People Distrust BIG BROTHER 
GOOGLE/ D.A.R.P.A. Defense Contractor ?

Imagine that !

Transhumanist Globalists !

Serves Em Right !


----------



## The Gift of Fish (Mar 17, 2017)

The same happened when the horseless carriage was introduced.


----------



## uberdriverfornow (Jan 10, 2016)

The Gift of Fish said:


> The same happened when the horseless carriage was introduced.


No it didn't.

And the reason people are mad is because those stupid sdc's don't work and never will. They will never be better than a human driver. It's been proven time and time again.


----------



## UberLyftFlexWhatever (Nov 23, 2018)

uberdriverfornow said:


> No it didn't.
> 
> And the reason people are mad is because those stupid sdc's don't work and never will. They will never be better than a human driver. It's been proven time and time again.











goneubering said:


> Researchers should ask people in Phoenix.
> 
> https://www.azcentral.com/story/mon...harassment-road-rage-phoenix-area/2198220002/
> 
> ...


Same folks that grab & run amazon packages from other people's porches.


----------



## njn (Jan 23, 2016)

These have high res cameras and people think they can get away with this? Wait until these SDCs are tasked with traffic enforcement.


----------



## goneubering (Aug 17, 2017)

I can’t wait to see how Chicago drivers react to Waymos.


----------



## tohunt4me (Nov 23, 2015)

goneubering said:


> Researchers should ask people in Phoenix.
> 
> https://www.azcentral.com/story/mon...harassment-road-rage-phoenix-area/2198220002/
> 
> ...


People Hate Google.


----------



## UberLyftFlexWhatever (Nov 23, 2018)

tohunt4me said:


> People Hate Google.


Names?


----------



## getawaycar (Jul 10, 2017)

Funny question to be asking on a RIDESHARE forum. Shouldn't it be obvious?

Millions of Americans make their living by driving. Waymo and self-driving cars in general are a direct threat to their livelihood. You want to put millions of Americans out of work? What will they all do? Yeah let's train millions of truck drivers and Uber drivers to become computer software engineers! Simple! LOL if so you are in fantasyland.


----------



## Single Malt (Nov 11, 2018)

Should we do away with computers so Smith Corona can re-hire all their employees?

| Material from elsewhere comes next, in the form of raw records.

PR #73, opened 2022-01-28
fix: Corrected 'eval' function to correctly output combinations for issue #72

### LINKED ISSUE #72: fix eval command to correctly output combinations
## Story
As a user of combo, I want to be able to run the evaluation command and have it output the correct combinations. 
E.g `./bin/combo eval -r TARGET_NAMESPACE=1,2 -r TARGET_GROUP=3,4 test.yaml` -> outputs combinations from test.yaml

## Summary

Currently, when running the `eval` command nothing is outputted. For example, if we run `./bin/combo eval -r TARGET_NAMESPACE=1,2 -r TARGET_GROUP=3,4 test.yaml > output.yaml` with `test.yaml` as sample input we would expect combinations to be outputted to `output.yaml`. However, there is currently no output being generated. 
## Acceptance Criteria 

- Output from eval cmd is generated 
- Passes e2e tests

## Additional 
- Evaluate how to handle empty file inputs

jbuchananr:
## Summary
- fixed test case of builder to correctly validate yaml input
- passes e2e and unit tests
- correctly outputs combinations with the call of `eval` command in the CLI 

Closes #72

### DIFF
--- a/cmd/eval.go
+++ b/cmd/eval.go
@@ -4,16 +4,13 @@ import (
 	"context"
 	"errors"
 	"fmt"
-	"io"
-	"io/ioutil"
 	"os"
 	"strings"
 
 	"github.com/operator-framework/combo/pkg/combination"
-	comboErrors "github.com/operator-framework/combo/pkg/errors"
 	"github.com/operator-framework/combo/pkg/template"
+	"github.com/sirupsen/logrus"
 	"github.com/spf13/cobra"
-	"gopkg.in/yaml.v3"
 )
 
 var (
@@ -39,22 +36,6 @@ func formatReplacements(replacements map[string]string) map[string][]string {
 		formattedReplacements[key] = strings.Split(val, ",")
 	}
 	return formattedReplacements
-}
-
-// validateFile is a simple wrapper to ensure the file we're using exists, is readable,
-// and is valid YAML
-func validateFile(file io.Reader) error {
-	fileBytes, err := ioutil.ReadAll(file)
-	if err != nil {
-		return fmt.Errorf("%w: %s", comboErrors.ErrCouldNotReadFile, err.Error())
-	}
-
-	if len(fileBytes) == 0 {
-		return ErrEmptyFile
-	}
-
-	var holder interface{}
-	return yaml.Unmarshal(fileBytes, &holder)
 }
 
 var (
@@ -98,17 +79,17 @@ Example: combo eval -r REPLACE_ME=1,2,3 path/to/file
 
 			ctx, cancel := context.WithCancel(context.Background())
 			defer cancel()
-
 			combinedTemplateManifests, err := templateBuilder.Build(ctx)
 			if err != nil {
 				return fmt.Errorf("failed to build manifests with combinations: %w", err)
 			}
 
-			combinedTemplate := "---\n" + strings.Join(combinedTemplateManifests, "\n---\n")
-
-			if err := validateFile(strings.NewReader(combinedTemplate)); err != nil {
-				return fmt.Errorf("failed to validate combined template constructed: %w", err)
+			if len(combinedTemplateManifests) == 0 {
+				logrus.Warn("resulting combinations are empty")
+				return nil
 			}
+
+			combinedTemplate := "---\n" + strings.Join(combinedTemplateManifests, "\n---\n")
 
 			fmt.Println(combinedTemplate)
 
--- a/go.mod
+++ b/go.mod
@@ -8,6 +8,7 @@ require (
 	github.com/jinzhu/copier v0.3.2
 	github.com/onsi/ginkgo v1.16.4
 	github.com/onsi/gomega v1.15.0
+	github.com/sirupsen/logrus v1.8.1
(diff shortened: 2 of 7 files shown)


tylerslaton:
Will review this once #70 goes through as the history is out of date currently.

cmd/eval.go
```diff
@@ -54,6 +54,7 @@ func validateFile(file io.Reader) error {
 	}
 
 	var holder interface{}
+
 	return yaml.Unmarshal(fileBytes, &holder)
 }
```
tylerslaton, line 59: I would say that the `validateFile` function should no longer be necessary. We should instead be validating within the `template` package before this is needed. Basically, when we call the `templateBuilder.Build()` I'd say we should just go ahead and call the template's validate command which would cover this. Thoughts?

tylerslaton (changes requested):
Making good progress, have a couple of questions I'd like to see addressed but this is great!

test/assets/template/testdata.go
```diff
@@ -4,91 +4,91 @@ var BuildInput = `---
 apiVersion: rbac.authorization.k8s.io/v1
 kind: ClusterRole
 metadata:
-	name: deployment-reader
```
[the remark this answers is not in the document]
jbuchananr: Interesting. I was having issues with this with unit tests not passing with this space here. We can look at it tomorrow @ 9:30.

cmd/eval.go
jbuchananr: I am perfectly fine with removing the validation function from `eval.go`. From what I can tell, in the previous iteration of validation, we also were validating the output of `combinedTemplate` which is why the function was left over.

pkg/template/template.go
```diff
@@ -17,13 +23,28 @@ type template struct {
...
+	if len(t.manifests) == 0 {
+		return ErrEmptyFile
+	}
+
+	for _, manifest := range t.manifests {
+		var holder interface{}
+		if err := yaml.Unmarshal([]byte(manifest), &holder); err != nil {
+			return err
+		}
+	}
```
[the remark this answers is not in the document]
jbuchananr: I like this a lot. I will get this change added to the next commit.

cmd/eval.go
```diff
@@ -92,20 +93,21 @@ Example: combo eval -r REPLACE_ME=1,2,3 path/to/file
...
 			defer cancel()
-
 			combinedTemplateManifests, err := templateBuilder.Build(ctx)
 			if err != nil {
 				return fmt.Errorf("failed to build manifests with combinations: %w", err)
 			}
 
 			combinedTemplate := "---\n" + strings.Join(combinedTemplateManifests, "\n---\n")
 
+			// validate created file
```
timflannagan, line 110: nit: I think we can remove this comment as the function name should be self-explanatory

cmd/eval.go
```diff
@@ -92,20 +93,21 @@ Example: combo eval -r REPLACE_ME=1,2,3 path/to/file
 			)
 
 			templateBuilder, err := template.NewBuilder(templateFile, combinations)
+
```
timflannagan, line 96: nit: let's remove this newline

go.mod
```diff
@@ -10,7 +10,7 @@ require (
 	github.com/onsi/gomega v1.15.0
 	github.com/spf13/cobra v1.2.1
 	github.com/stretchr/testify v1.7.0
-	gopkg.in/yaml.v3 v3.0.0-20210107192922-496545a6307b
+	gopkg.in/yaml.v2 v2.4.0
```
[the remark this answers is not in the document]
jbuchananr: No idea, I believe it was something when I was learning stuff about flags and the yaml version got changed there on accident, not entirely sure though.

cmd/eval.go
jbuchananr: Got it.

cmd/eval.go
tylerslaton: I think we can honestly get rid of the `combinedTemplate` and the validation function as we are essentially adding explicitly valid YAML to whatever is inside of the template.

cmd/eval.go
```diff
@@ -98,18 +78,13 @@ Example: combo eval -r REPLACE_ME=1,2,3 path/to/file
 
 			ctx, cancel := context.WithCancel(context.Background())
 			defer cancel()
-
 			combinedTemplateManifests, err := templateBuilder.Build(ctx)
 			if err != nil {
 				return fmt.Errorf("failed to build manifests with combinations: %w", err)
 			}
 
 			combinedTemplate := "---\n" + strings.Join(combinedTemplateManifests, "\n---\n")
```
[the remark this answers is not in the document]
tylerslaton: Hm, this is interesting. Yeah I'm 100% down to improve how manifests are combined together to be more idiomatic as the current method feels a bit hacky. Maybe it is valuable to create an issue to track/address this?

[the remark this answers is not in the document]
exdx: Sure, I can open a tracking issue

tylerslaton (approved):
Great work here, Jon!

"The Deloitte economists believe that rising incomes have allowed consumers to spend more on personal services, such as grooming. That in turn has driven employment of hairdressers."

How do you feel about beauty school?

https://www.theguardian.com/busines...ore-jobs-than-destroyed-140-years-data-census


----------



## uberdriverfornow (Jan 10, 2016)

UberLyftFlexWhatever said:


> Names?


I don't think he means Google, I think he means Waymo.

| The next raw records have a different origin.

PR #75, opened 2022-02-01
.github: Remove paths_ignore stanza from relevant workflows

timflannagan:
Remove the paths_ignore stanza as it doesn't report back workflow status
correctly when checks are skipped due to markdown-only PRs, which
doesn't play well with how branch protection rules are evaluated.


tylerslaton (approved):
Looks good to me!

https://uberpeople.net/threads/why-do-people-hate-waymo-so-much.299478/#post-4749880


----------



## iheartuber (Oct 31, 2015)

getawaycar said:


> Funny question to be asking on a RIDESHARE forum. Shouldn't it be obvious?
> 
> Millions of Americans make their living by driving. Waymo and self-driving cars in general are a direct threat to their livelihood. You want to put millions of Americans out of work? What will they all do? Yeah let's train millions of truck drivers and Uber drivers to become computer software engineers! Simple! LOL if so you are in fantasyland.


I've said this numerous times on this thread

It's not a fear of being replaced that angers Uber drivers about SDCs on this board. It's the arrogance of the supporters of SDC.

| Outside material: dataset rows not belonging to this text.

PR #78, opened 2022-02-16
feat: apply combinations to the cluster 

### LINKED ISSUE #17: flag to apply evaluation for controller
# Story
As a user of Combo,
I want to be able to apply the evaluation of Combo,
So that there is an extra layer of optional automation.

# Summary 
This relies on #2 being complete. As it currently stands, #2 will make it so that the template and combinations can be evaluated but will not be applied to the cluster. This task should add an optional flag that will enable the creator to have Combo automatically apply the evaluation to the cluster.

# Acceptance Criteria
- Can set a flag to apply the evaluation to the cluster
- Has E2E test(s) to validate the logic and implementation

exdx:
Closes #17 

This PR introduces a new `Apply` boolean field on the Combination Spec that indicates that the finished evaluation should then be applied to the cluster. Note that since the combo operator by default only has RBAC permissions to manage its own APIs, creation of any objects outside of the combo APIs would fail. For exampling, templating out a configmap and then applying it to the cluster will fail with a permissions error. The idea is cluster-admins would manually adjust the permissions granted to combo in order to then be able to apply all evaluations to the cluster. 

Signed-off-by: Daniel Sover <dsover@redhat.com>


api/v1alpha1/combination_types.go
```diff
@@ -27,6 +27,8 @@ const (
 	ReasonTemplateBodyInvalid = "TemplateBodyInvalid"
 	ReasonEvaluationsInvalid  = "EvaluationsInvalid"
 	ReasonProcessed           = "Processed"
+	ReasonCreationFailed      = "CreationFailed"
```
tylerslaton, line 30: nit: I'd say `ApplyFailed`/`ApplySucceeded` makes this a bit clearer since the flag is `Apply`. What are your thoughts on that?

pkg/controller/combo_controller.go
```diff
@@ -153,6 +155,41 @@ func (c *combinationController) Reconcile(ctx context.Context, req ctrl.Request)
 		Message:            "evaluations successfully processed",
 	})
 
+	// If manifest application is indicated, create generated manifests on-cluster.
+	if combination.Spec.Apply{
```
tylerslaton, line 159: Maybe it makes sense to add a `v1alpha.ReasonProcessing` status update call here before the loop starts in case it takes awhile.

pkg/controller/combo_controller.go
```diff
@@ -153,6 +155,41 @@ func (c *combinationController) Reconcile(ctx context.Context, req ctrl.Request)
...
+			}
+			combination.SetStatusCondition(metav1.Condition{
+				Type:               v1alpha1.TypeFinished,
+				Status:             metav1.ConditionTrue,
+				Reason:             v1alpha1.ReasonCreationSucceeded,
+				LastTransitionTime: metav1.NewTime(time.Now()),
+				Message:            fmt.Sprintf("created manifest %s on-cluster", obj.GetName()),
+			})
+		}
+	}
```
tylerslaton, line 191: What are your thoughts on this? This seems to make a bit more sense to me as we'd want to update with a successful reason once all manifests have been processed (since there are few applies happening in that loop):

```suggestion
			if err != nil {
				combination.SetStatusCondition(metav1.Condition{
					Type:               v1alpha1.TypeInvalid,
					Status:             metav1.ConditionFalse,
					Reason:             v1alpha1.ReasonCreationFailed,
					LastTransitionTime: metav1.NewTime(time.Now()),
					Message:            fmt.Sprintf("failed to create manifest %s on-cluster: %s", obj.GetName(), err.Error()),
				})
			}
		}
		combination.SetStatusCondition(metav1.Condition{
				Type:               v1alpha1.TypeFinished,
				Status:             metav1.ConditionTrue,
				Reason:             v1alpha1.ReasonCreationSucceeded,
				LastTransitionTime: metav1.NewTime(time.Now()),
				Message:            fmt.Sprintf("created manifest %s on-cluster", obj.GetName()),
			})
	}
```

tylerslaton (commented):
Took a quick look, overall amazing work. This is nearly there just need to get it cleaned up and then we're good to go.

api/v1alpha1/combination_types.go
exdx: that makes sense 👍

pkg/controller/combo_controller.go
```diff
@@ -153,6 +157,53 @@ func (c *combinationController) Reconcile(ctx context.Context, req ctrl.Request)
...
+				combination.SetStatusCondition(metav1.Condition{
+					Type:               v1alpha1.TypeInvalid,
+					Status:             metav1.ConditionFalse,
+					Reason:             v1alpha1.ReasonApplyFailed,
+					LastTransitionTime: metav1.NewTime(time.Now()),
+					Message:            fmt.Sprintf("failed to decode manifest %s to apply to cluster: %s", obj.GetName(), err.Error()),
+				})
+				return reconcile.Result{}, errors.NewAggregate([]error{err, c.Status().Update(ctx, combination)})
+			}
+			err = c.Create(ctx, obj)
```
timflannagan, line 185: Do we need to support updating resources as well, or just the application of those resources?

test/e2e/controller_test.go
```diff
@@ -218,4 +220,197 @@ var _ = Describe("Combination controller", func() {
...
+				var conditionReasons []string
+				for _, condition := range retrievedCombination.Status.Conditions {
+					conditionReasons = append(conditionReasons, condition.Reason)
+				}
+				g.Expect(conditionReasons).To(ContainElement(v1alpha1.ReasonProcessed))
+				// g.Expect(conditionReasons).To(ContainElement(v1alpha1.ReasonApplySucceeded))
+
+				// fetch created template on-cluster and ensure templating worked as expected
+				var embeddedTemplate v1alpha1.Template
+				err = kubeclient.Get(ctx, types.NamespacedName{Name: "embedded-template-dev"}, &embeddedTemplate)
```
timflannagan, line 407: Handle error first, and then check whether the labels match our expectation? Alternatively, handle the error and updating the Eventually handler to check for the return value of the template labels?

pkg/controller/combo_controller.go
```diff
@@ -153,6 +157,53 @@ func (c *combinationController) Reconcile(ctx context.Context, req ctrl.Request)
 		Message:            "evaluations successfully processed",
 	})
 
+	// If manifest application is indicated, create generated manifests on-cluster.
+	if combination.Spec.Apply {
```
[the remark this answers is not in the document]
tylerslaton: Yeah, I agree with that. I could see something like:

```Go
if combination.Spec.Apply {
    if err := applyManifests(manifests); err != nil {
        // error handling stuffs ...
    }
}
```
Where applyManifests is just all of this logic

timflannagan (commented):
This looks reasonable to me - only major comments were around refactoring to have the business logic housed in it's own method/function and calling that during the Reconcile driver method. I saw a couple of places in the e2e test code where it didn't appear we were handling the error return immediately, but I'd also like to wrap any CRUD-related API call in an eventually to future proof ourselves.

pkg/controller/combo_controller.go
joelanford: I'd suggest `c.Patch` with the server-side-apply option.

joelanford (commented):
At what point do we clean up any previously applied manifests that are no longer rendered by the current state of the template/combo?

pkg/controller/combo_controller.go
```diff
@@ -153,6 +157,53 @@ func (c *combinationController) Reconcile(ctx context.Context, req ctrl.Request)
...
+		// update status to indicate processing
+		combination.SetStatusCondition(metav1.Condition{
+			Type:               v1alpha1.TypeInProgress,
+			Status:             metav1.ConditionTrue,
+			Reason:             v1alpha1.ReasonProcessing,
+			LastTransitionTime: metav1.NewTime(time.Now()),
```
joelanford, line 167: We shouldn't be updating the `LastTransitionTime` unless the `Status` has changed since the last time we updated this condition. This kind of thing can result in a hotloop where you update the condition with this timestamp, and then reconcile because the status was updated and then update the transition time stamp again, and then reconcile again, etc.

joelanford: There are helpers for this in the apimachinery repo: https://github.com/kubernetes/apimachinery/blob/ec22c436956176895311ebeee513ca9dee0b3aa5/pkg/api/meta/conditions.go#L30

joelanford: Upon further inspection, it looks like `combination.SetStatusCondition` just calls that function under the hood. In that case, I think you can just drop all explicit setting of `LastTransitionTime`

pkg/controller/combo_controller.go
```diff
@@ -153,6 +157,53 @@ func (c *combinationController) Reconcile(ctx context.Context, req ctrl.Request)
 		Message:            "evaluations successfully processed",
 	})
 
+	// If manifest application is indicated, create generated manifests on-cluster.
+	if combination.Spec.Apply {
+		// update status to indicate processing
+		combination.SetStatusCondition(metav1.Condition{
+			Type:               v1alpha1.TypeInProgress,
+			Status:             metav1.ConditionTrue,
```
joelanford, line 165: Does this ever get set back to `False` once we're done progressing? If not, it should.

pkg/controller/combo_controller.go
```diff
@@ -153,6 +157,53 @@ func (c *combinationController) Reconcile(ctx context.Context, req ctrl.Request)
...
+		})
+
+		for _, manifest := range generatedManifests {
+			dec := yaml.NewYAMLOrJSONDecoder(strings.NewReader(manifest), 10)
+			obj := &unstructured.Unstructured{}
+			err := dec.Decode(obj)
+			if err != nil {
+				combination.SetStatusCondition(metav1.Condition{
+					Type:               v1alpha1.TypeInvalid,
+					Status:             metav1.ConditionFalse,
```
joelanford, line 178: This should be set to `True` (as in "this _is_ invalid"), right?
```suggestion
					Status:             metav1.ConditionTrue,
```

joelanford: Also, if a previous reconcile set this to `True`, but the user resolved the problem, when do we set it to false?

pkg/controller/combo_controller.go
```diff
@@ -153,6 +157,53 @@ func (c *combinationController) Reconcile(ctx context.Context, req ctrl.Request)
...
+					Reason:             v1alpha1.ReasonApplyFailed,
+					LastTransitionTime: metav1.NewTime(time.Now()),
+					Message:            fmt.Sprintf("failed to apply manifest %s to cluster: %s", obj.GetName(), err.Error()),
+				})
+				return reconcile.Result{}, errors.NewAggregate([]error{err, c.Status().Update(ctx, combination)})
+			}
+		}
+		// update status once all manifests have been applied
+		combination.SetStatusCondition(metav1.Condition{
+			Type:               v1alpha1.TypeFinished,
```
joelanford, line 199: If a previous reconcile finished successfully, but a subsequent reconcile fails, shouldn't we set this condition to `Finished` == `False`?

pkg/controller/combo_controller.go
tylerslaton: So this probably outlines a misunderstanding I had when writing this. Should every type of Condition be updated during reconciliation steps? Right now, this is just moving through the conditions and overwriting the current status on the list. Should it instead be having all of a set of relevant conditions precent (Invalid, Processing, Processed, etc.) and update the "Status" portion of that through the process?

joelanford: Lots of good detail here: https://github.com/kubernetes/community/blob/master/contributors/devel/sig-architecture/api-conventions.md#typical-status-properties

To me, this is one of the harder things to get right. The general pattern I try to follow is:
1. Ensure every single condition supported by the operator is set before you return from reconcile.
2. Every single condition should be set based on the latest known state for that condition.
3. If you can't derive a definitive True/False the status of a particular condition, it should be set to "Unknown" with a description message about why it could not be determined (usually from an error that occurred somewhere)

exdx:
This will be overhauled to incorporate some changes to how combo updates the status of the combination CR

/hold

exdx:
Based on some offline conversations regarding this feature, it became not as evident as to why combo should apply manifests it generates on its own -- combo is then responsible for managing the lifecycle of arbitrary resources and dealing with all the nuances involved in that. Keeping combo small and simple in scope I believe is more preferable, and it should be up to clients of the API to handle the lifecycle of objects that are generated for their purposes. 

For now, I am going to close this PR, as there isn't enough desire to continue down this path. If we do feel that combo should in fact apply and manage arbitrary manifests then we can continue to work on this implementation.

Let me give you an example:

Let's say you are a plumber with 30 years experience. You're in your office, eating your lunch when off the street a kid comes in and says "hey! I know absolutely nothing about plumbing but I just got a ton of investors. I'm gonna put you out of business!"

What would your reaction be?

Probably GTFO you nutjob!


----------